🤖 AI Summary
Current audio large language models (ALLMs) exhibit weak generalization in zero-shot speaker verification (SV), particularly degrading significantly under variable acoustic conditions. This work reformulates SV as an audio question-answering task, introduces a rule-driven hard sample pair sampling strategy, and combines supervised fine-tuning with lightweight parameter updates. Key contributions include: (i) the first demonstration of ALLMs jointly discriminating speaker identity and linguistic content; and (ii) unified modeling of both text-dependent and zero-shot SV within a single framework. Experiments show substantial improvements in zero-shot SV performance after fine-tuning; in text-dependent settings, accuracy matches that of cascaded ASR-SV systems. These results validate ALLMs as robust, multi-task foundational models for speaker verification.
📝 Abstract
This paper investigates adapting Audio Large Language Models (ALLMs) for speaker verification (SV).
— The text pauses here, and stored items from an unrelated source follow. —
PR #7974, opened 2025-11-26
Check Deleted flag when retrieving ProductManufacturers by product

atiq-bs23:
This fixes an issue where deleted manufacturers could still appear in the product manufacturers list. Added a check to ensure only non-deleted manufacturers are matched when showHidden flag is false.

### DIFF
--- a/src/Libraries/Nop.Services/Catalog/ManufacturerService.cs
+++ b/src/Libraries/Nop.Services/Catalog/ManufacturerService.cs
@@ -213,9 +213,9 @@ public partial class ManufacturerService : IManufacturerService
 
         if (discountId.HasValue)
             manufacturers = from manufacturer in manufacturers
-                join dmm in _discountManufacturerMappingRepository.Table on manufacturer.Id equals dmm.EntityId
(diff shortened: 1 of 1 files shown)


skoshelev:
Hi @atiq-bs23.
Thank you very much for your help.

I left a comment on the code. This check is already in place, just above the corrected code, so the situation you described can't happen.

For future reference, it's useful to know that the showHidden parameter is never used in our code to display deleted posts.

And one more thing, please keep an eye on the automatic edits in the code, as you've essentially changed one line, but we've received a large number of changes with changed indentations. This makes it very difficult to understand the edits.

atiq-bs23:
@skoshelev then should we not fix for the showHidden?

skoshelev:
@atiq-bs23 I don't quite understand what exactly you're suggesting to fix.

atiq-bs23:
@skoshelev  if the showHidden is true, it still filtering Deleted

skoshelev:
@atiq-bs23 This is how it should be, records marked as deleted for nopCommerce are considered permanently deleted and are not loaded in most cases, regardless of the showHidden flag.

We reformulate SV as an audio question-answering task and conduct comprehensive zero-shot evaluations on public benchmarks, showing that current ALLMs have limited zero-shot SV capability and often struggle in diverse acoustic conditions. To address this challenge, we perform supervised fine-tuning on speaker verification data. A rule-based hard pair sampling strategy is proposed to construct more challenging training pairs. Lightweight fine-tuning substantially improves the performance, though there is still a gap between ALLMs and conventional models. Then, we extend to text-dependent SV by jointly querying ALLMs to verify speaker identity and spoken content, yielding results competitive with cascaded ASR-SV systems. Our findings demonstrate that with proper adaptation, ALLMs hold substantial potential as a unified model for robust speaker verification systems, while maintaining the general audio understanding capabilities.